EXERCISE →
Each line of the entries, from the first to the line containing "The LED topic", is to be transcribed exactly as it stands; include no other lines.

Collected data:
----------------
Issue #310, opened 2021-10-26
Universal robot system tests fails time to time


BenjaminHug8:
**Describe the Bug**
It seems that a system test of `universal_robot` is failing due to some initialization that fails, thus the test fails due to overtime.

BenjaminHug8:
This has been solved for now with a time sleep in PR #311, need to investigate further.

BenjaminHug8:
Solved in [this PR](https://github.com/cyberbotics/webots_ros2/pull/333).

PR #311, opened 2021-10-27
Fix universal robot system tests random faillure

BenjaminHug8:
**Description**
This PR is to solve the random failure due to time out for the system test of `universal robot`.

**Related Issues**
This pull-request fixes issue #310.


BenjaminHug8:
After adding the sleep time in the controllers and add a bit more of time before time out for the controller manager and the system test, it seems to be solved (check 3 consecutive run).

I also corrected a bit the trajectory for ABB arm.

omichel (approved):
We should investigate why this ugly time.sleep seems to be needed here. There should be a better way to synchronize things as ROS 2 is supposed to deterministic.

PR #322, opened 2021-11-03
Fixed broken LED

omichel:
The LED topic was broken: it was expecting a message of type `ColorRGBA` which is not compatible with all the possibilities of LED devices in Webots (indexed, gradual, RGB). This PR reverts to using a `Int32` message type to be closer to the Webots API and allow all the use cases.

I updated the [tutorial about it](https://github.com/cyberbotics/webots_ros2/wiki/Tutorial-E-puck-for-ROS2-Beginners).


BenjaminHug8 (approved):
Thank you!

BenjaminHug8 (approved):
Thank you!

PR #328, opened 2021-11-05
Fix buildfarm withour ROS_DISTRO defined

BenjaminHug8:
**Description**
This should solved the issue on the buildfarm as `ROS_DISTRO` is not defined.
Including the `ros_environnement` package should solve this according to this [PR](https://github.com/ros/rosdistro/issues/29465).


omichel (approved):
That seems very good.

PR #345, opened 2021-12-06
Feature URDF import on the fly

BenjaminHug8:
**Description**
This PR aims to ease the use of URDF files in ROS 2 - Webots simulation.

In a launch file we can start Webots and use the `WebotsLauncher` classe from `webots_ros2_driver` to add a Supervisor robot that will spawn URDF robots.

A second launcher will launch all the ros2 nodes and will communicate with the Supervisor `spawner` to give the information about the URDF robot.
----------------
ANSWER SECTION →
Issue #310, opened 2021-10-26
Universal robot system tests fails time to time


BenjaminHug8:
**Describe the Bug**
It seems that a system test of `universal_robot` is failing due to some initialization that fails, thus the test fails due to overtime.

BenjaminHug8:
This has been solved for now with a time sleep in PR #311, need to investigate further.

BenjaminHug8:
Solved in [this PR](https://github.com/cyberbotics/webots_ros2/pull/333).

PR #311, opened 2021-10-27
Fix universal robot system tests random faillure

BenjaminHug8:
**Description**
This PR is to solve the random failure due to time out for the system test of `universal robot`.

**Related Issues**
This pull-request fixes issue #310.


BenjaminHug8:
After adding the sleep time in the controllers and add a bit more of time before time out for the controller manager and the system test, it seems to be solved (check 3 consecutive run).

I also corrected a bit the trajectory for ABB arm.

omichel (approved):
We should investigate why this ugly time.sleep seems to be needed here. There should be a better way to synchronize things as ROS 2 is supposed to deterministic.

PR #322, opened 2021-11-03
Fixed broken LED

omichel:
The LED topic was broken: it was expecting a message of type `ColorRGBA` which is not compatible with all the possibilities of LED devices in Webots (indexed, gradual, RGB). This PR reverts to using a `Int32` message type to be closer to the Webots API and allow all the use cases.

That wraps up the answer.